Gross pathology and histopathology. Five pigs from each group were randomly selected for necropsies at 21 and 35 DPI. The necropsy team was blinded to infection status of the pigs at necropsy. Complete necropsies were performed on all pigs. An estimated percentage of the lung with grossly visible pneumonia was recorded for each pig based on a previously described scoring system (23). The scoring system is based on the approximate volume that each lung lobe contributes to the entire lung: the right cranial lobe, right middle lobe, cranial part of the left cranial lobe, and the caudal part of the left cranial lobe contribute 10% each of the total lung volume, the accessory lobe contributes 5%, and the right and left caudal lobes contribute 27.5% each. Other lesions, such as enlargement of lymph nodes, were noted separately. Sections for histopathological examination were taken from nasal turbinate, lungs (seven sections) (23), heart, brain, lymph nodes (tracheobronchial, iliac, mesenteric, and subinguinal), tonsil, thymus, liver, gall bladder, spleen, joints, small intestine, colon, pancreas, and kidney. The tissues were examined in a blinded fashion and given a subjective score for severity of lung, lymph node, and liver lesions. Lung scores ranged from 0 (normal) to 3 (severe lymphohistiocytic interstitial pneumonia). Liver scores ranged from 0 (normal) to 3 (severe lymphohistiocytic hepatitis). Lymph node scores were for an estimated amount of lymphoid depletion of follicles ranging from 0 (normal or no lymphoid depletion) to 3 (severe lymphoid depletion and histiocytic replacement of follicles).
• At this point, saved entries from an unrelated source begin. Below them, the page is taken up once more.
Issue #83, opened 2017-09-01
Auth service account


alexeykazakov:
- [x] New Private/Public keys to be used to sign service account tokens
- [x] Provide endpoint to expose the public keys https://github.com/fabric8-services/fabric8-auth/issues/30
- [x] Load public key from KC instead storing in configuration https://github.com/fabric8-services/fabric8-auth/issues/29
- [x] Generate an auth service account token to use it for communicating with WIT when relevant https://github.com/fabric8-services/fabric8-auth/pull/96
- [x] Switch WIT to use the public keys exposed by Auth to verify tokens https://github.com/fabric8-services/fabric8-wit/pull/1623

PR #96, opened 2017-09-12
Auth Service Account

alexeykazakov:
New method of `token.Manager`: `ServiceAccountToken(req *goa.RequestData)` returns the service account token which authenticates the Auth service. This token can be used to call other services when we need to make sure that the request is coming from the Auth service. For example when we need to call WIT to update users.

An example of usage. Auth calls WIT to update an user:

1. Auth receives a request from UI to update the user.
2. Auth updates the user in Auth model/DB/KC/etc. And now needs to update WIT:
3. Auth gets the auth service account token from the token manager: tokenManager.ServiceAccountToken(req *goa.RequestData) and calls WIT to update the user passing that service account token.
4. WIT receives the request from Auth and verify the token using the public keys loaded from Auth.
5. WIT should also check if the "service_accountname" claim from the token == "auth" to make sure it authenticates the Auth service.

Part of https://github.com/fabric8-services/fabric8-auth/issues/83


token/token.go
```diff
@@ -3,21 +3,27 @@ package token
...
 	"github.com/pkg/errors"
-	uuid "github.com/satori/go.uuid"
-	jose "gopkg.in/square/go-jose.v2"
+	"github.com/satori/go.uuid"
+	"gopkg.in/square/go-jose.v2"
+	"time"
+)
+
+const (
+	ServiceAccountID = "8f558668-4db7-4280-8e65-408bcb95f9d9"
```
sbose78: Could we maintain this as part of configuration ?

alexeykazakov: Yeah.. good point. Will move it to configuration.

alexeykazakov: But actually, do we really need to keep it in configuration? We don't really use the service account ID. It's mostly just to fill up the sub claim. WIT will check the "service_accountname" claim.
Is there any use case when will will need configure the auth service account ID?
It's similar to the hardcoded SystemSpace ID in WIT.

sbose78: @alexeykazakov , that's a fair point. I just feel a bit uneasy maintaining hard-coded strings this way ( but configuration doesn't feel like the right place either.. )

Issue #98, opened 2017-09-14
Limit users search result


alexeykazakov:
We should limit users search result not to expose the number of users in the system.
Let's set it to 50 by default.

PR #99, opened 2017-09-14
Limit users search result

alexeykazakov:
Fixes https://github.com/fabric8-services/fabric8-auth/issues/98


configuration/configuration.go
```diff
@@ -175,6 +176,9 @@ func (c *ConfigurationData) setConfigDefaults() {
 	c.v.SetDefault(varKeycloakTesUserName, defaultKeycloakTesUserName)
 	c.v.SetDefault(varKeycloakTesUserSecret, defaultKeycloakTesUserSecret)
 
+	// Max number of users returned when searching users
+	c.v.SetDefault(varUsersListLimit, 50)
```
sbose78: Effectively the number 50 should be fine.. since the UI ( collaborators' ) page doesn't require more than this.

PR #108, opened 2017-09-20
Don't fetch profileURL from WIT

alexeykazakov:
When creating a new identity in Auth which already exists in WIT we should not set profileURL for such identity in Auth. ProfileURL is returned as an empty string in User's result payload which causes `failed to create user/identity pq: duplicate key value violates unique constraint \"uix_identity_profileurl\"` error in Auth DB. The profileURL should be null. Not an empty string.
We could check if profileURL is an empty sting and insert a null instead but profileURL is not currently used anyway (it's supposed to be used in remote, like GitHub, identities). So, let's just ignore this field in that temporal code.

### DIFF
--- a/remoteservice/wit.go
+++ b/remoteservice/wit.go
@@ -160,8 +160,7 @@ func (r *RemoteWITServiceCaller) GetWITUser(ctx context.Context, req *goa.Reques
 		}
 
 		identity = &account.Identity{
-			ProfileURL: witServiceUser.Data.Attributes.URL,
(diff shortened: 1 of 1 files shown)


alexeykazakov:
Without this PR it's impossible to login/create more than one user/identity to Auth if these users/identities also exist in WIT.

fabric8cd:
@alexeykazakov snapshot fabric8-auth image is available for testing.  `docker pull docker.io/fabric8/fabric8-auth:SNAPSHOT-PR-108-1`

PR #111, opened 2017-09-21
fix panic when user not found

alexeykazakov:

### DIFF
--- a/controller/users.go
+++ b/controller/users.go
@@ -321,8 +321,8 @@ func (c *UsersController) Update(ctx *app.UpdateUsersContext) error {
 
 	if err != nil {
 		log.Error(ctx, map[string]interface{}{
-			"user_name": id.String(),
-			"err":       err,
+			"identity_id": id.String(),
+			"err":         err,
 		}, "failed to update user/identity")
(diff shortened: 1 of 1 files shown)


controller/users.go
```diff
@@ -321,7 +321,7 @@ func (c *UsersController) Update(ctx *app.UpdateUsersContext) error {
 
 	if err != nil {
 		log.Error(ctx, map[string]interface{}{
-			"user_name": identity.ID,
+			"user_name": id.String(),
```
sbose78: let's call it `identity_id`

fabric8cd:
@alexeykazakov snapshot fabric8-auth image is available for testing.  `docker pull docker.io/fabric8/fabric8-auth:SNAPSHOT-PR-111-1`

controller/users.go
alexeykazakov: Makes sense :)
Done.

fabric8cd:
@alexeykazakov snapshot fabric8-auth image is available for testing.  `docker pull docker.io/fabric8/fabric8-auth:SNAPSHOT-PR-111-2`

PR #760, opened 2022-08-22
Begin implementation of a library for processing caveat expressions

### LINKED ISSUE #759: Library for evaluating caveats expressions
Tracking issue: https://github.com/authzed/spicedb/issues/386

Develop a general purpose library for evaluating caveats expressions and providing an answer

josephschorr:
This library implements parsing, compilation, type checking, evaluation and custom types via CEL

Fixes #759


vroldanbet (commented):
it would seem like test coverage could be improved? Some files are not even tested.

Screenshot 2022-08-29 at 18 46 17

josephschorr:
@vroldanbet that doesn't seem correct... the `eval_test.go` definitely runs the code in `eval.go`

josephschorr:
@vroldanbet Yeah, that makes a lot more sense, especially since most of `types.go` is scaffolding anyway

pkg/caveats/env.go
```diff
@@ -0,0 +1,71 @@
...
+		return fmt.Errorf("variable `%s` already exists", name)
+	}
+
+	e.variables[name] = varType.celType
+	return nil
+}
+
+// asCelEnvironment converts the exported Environment into an internal CEL environment.
+func (e *Environment) asCelEnvironment() (*cel.Env, error) {
+	opts := make([]cel.EnvOption, 0, len(e.variables)+1)
```
vroldanbet, line 55: nit: this avoids having the code make the assumption there is just one custom type, and adds 2 extra of capacity for type adapter and default utc timezone. Spares 2 allocations.
```suggestion
		opts := make([]cel.EnvOption, 0, len(e.variables) + len(customtypes.CustomTypes) + 2)
```

pkg/caveats/customtypes/customtypes.go
```diff
@@ -0,0 +1,11 @@
+package customtypes
+
+import (
+	"github.com/google/cel-go/cel"
+)
+
+var CustomTypes = map[string][]cel.EnvOption{}
+
+func registerCustomType(name string, opts ...cel.EnvOption) {
```
vroldanbet, line 9: exposing this would allow folks to inject their own types, but it also means exposing CEL as part of the API. I think exploring how to abstract this and export it in a follow up would be a nice addition.

pkg/caveats/eval.go
```diff
@@ -0,0 +1,98 @@
...
+	"github.com/google/cel-go/cel"
+	"github.com/google/cel-go/common/types/ref"
+	"github.com/google/cel-go/interpreter"
+	exprpb "google.golang.org/genproto/googleapis/api/expr/v1alpha1"
+)
+
+// EvaluationConfig is configuration given to an EvaluateCaveatWithConfig call.
+type EvaluationConfig struct {
+	// MaxCost is the max cost of the caveat to be executed.
+	MaxCost uint64
```
vroldanbet, line 16: this seems _a bit specific to CEL_. But I guess we could say "alternative caveat languages" do not support it.

vroldanbet (commented):
Library looks great! I left some comments on potential improvements, and took the liberty to push some extra tests

pkg/caveats/types.go
```diff
@@ -0,0 +1,98 @@
...
+}
+
+// TypeKeywords returns all keywords associated with types.
+func TypeKeywords() []string {
+	keywords := append(BasicTypeKeywords(), listTypeKeyword, mapTypeKeyword)
+	for customTypeName := range customtypes.CustomTypes {
+		keywords = append(keywords, strings.ToLower(customTypeName))
+	}
+	return keywords
+}
```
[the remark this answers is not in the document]
josephschorr: These will be used by the schema parser to determine the keywords necessary for use in the schema for types

pkg/caveats/customtypes/customtypes.go
josephschorr: Agreed.

pkg/caveats/eval.go
josephschorr: Yep, that's the idea

vroldanbet (approved):
LGTM!

Issue #757, opened 2022-08-22
Add caveats to the datastore API and implementations


vroldanbet:
Tracking issue: https://github.com/authzed/spicedb/issues/386

The datastore API and implementations will need to be made aware of caveats, and store/retrieve them on relationship operations.

PR #761, opened 2022-08-23
introduce feature flags middleware

vroldanbet:
part of https://github.com/authzed/spicedb/issues/757

introduces a `--feature-flag` argument to `spicedb serve` that allows specifying a number of enabled feature flags.
Those values will then get injected into the gRPC server context via a middleware that will make it available to the request path, so that any component can guard new logic behind a feature flag for a safer rollout of new functionality.


vroldanbet:
we are not going to move forward with feature flags for the time being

Serology. Blood was collected on arrival at 11 to 12 days of age and from all pigs at 0, 7, 14, 21, 28, and 35 DPI. Serum antibodies to PRRSV were assayed using Herd Check PRRSV enzyme-linked immunosorbent assay (IDEXX Laboratories, Westbrook, Mass.). Serum antibodies to PPV were detected by a hemagglutination inhibition (HI) assay (27). Serum antibodies to PCV2 were detected by a modified indirect enzyme-linked immunosorbent assay based on the recombinant ORF2 protein of PCV2 (42). Briefly, a partially purified PCV2 antigen was prepared from Hi Five cells (Invitrogen, Carlsbad, Calif.) infected with recombinant baculovirus containing the major capsid ORF2 protein of PCV2 (43). Cell lysates of Hi Five cells infected with wild-type baculovirus were prepared similarly and served as negative control antigen. The Immulon 2 HB polystyrene microtiter plates (Dynex Technologies Inc, Chantilly, Va.) were coated with optimal concentrations of positive and negative antigens at 4°C for 36 h. One hundred microliters of each serum sample diluted 1:100 in 5% milk diluent (Kirkegaard & Perry Laboratories, Inc.) was added into each well. The serum samples were tested in quadruplicate: two wells for negative control antigen and two parallel wells for PCV2 antigen. Positive control and negative control sera were included in each plate. The sera were incubated at 37°C for 30 min and then washed five times with 0.1 M PBS buffer containing 0.1% Tween 20. A peroxidase-labeled secondary anti-swine immunoglobulin G (Sigma Chemical Co., St. Louis, Mo.) was incubated at 37°C for 30 min. The plates were washed again and incubated with 2,2'-azino-di-(3-ethylbenzthiazoline-6-sulfonate) (Kirkegaard & Perry Laboratories, Inc.) at 37°C for 15 min for color development. The optical density (OD) was read at 405 nm. The corrected OD of each tested and control serum was calculated by subtraction of mean OD of the wells containing negative antigen from that of the parallel wells containing PCV2 antigen. The data were normalized by dividing the corrected OD of a tested serum sample by that of the positive control serum and were reported as ratios. The samples with serum sample/positive control serum ratios of <=0.12, 0.12 to 0.2, and >0.2 were considered negative, equivocal, and positive, respectively.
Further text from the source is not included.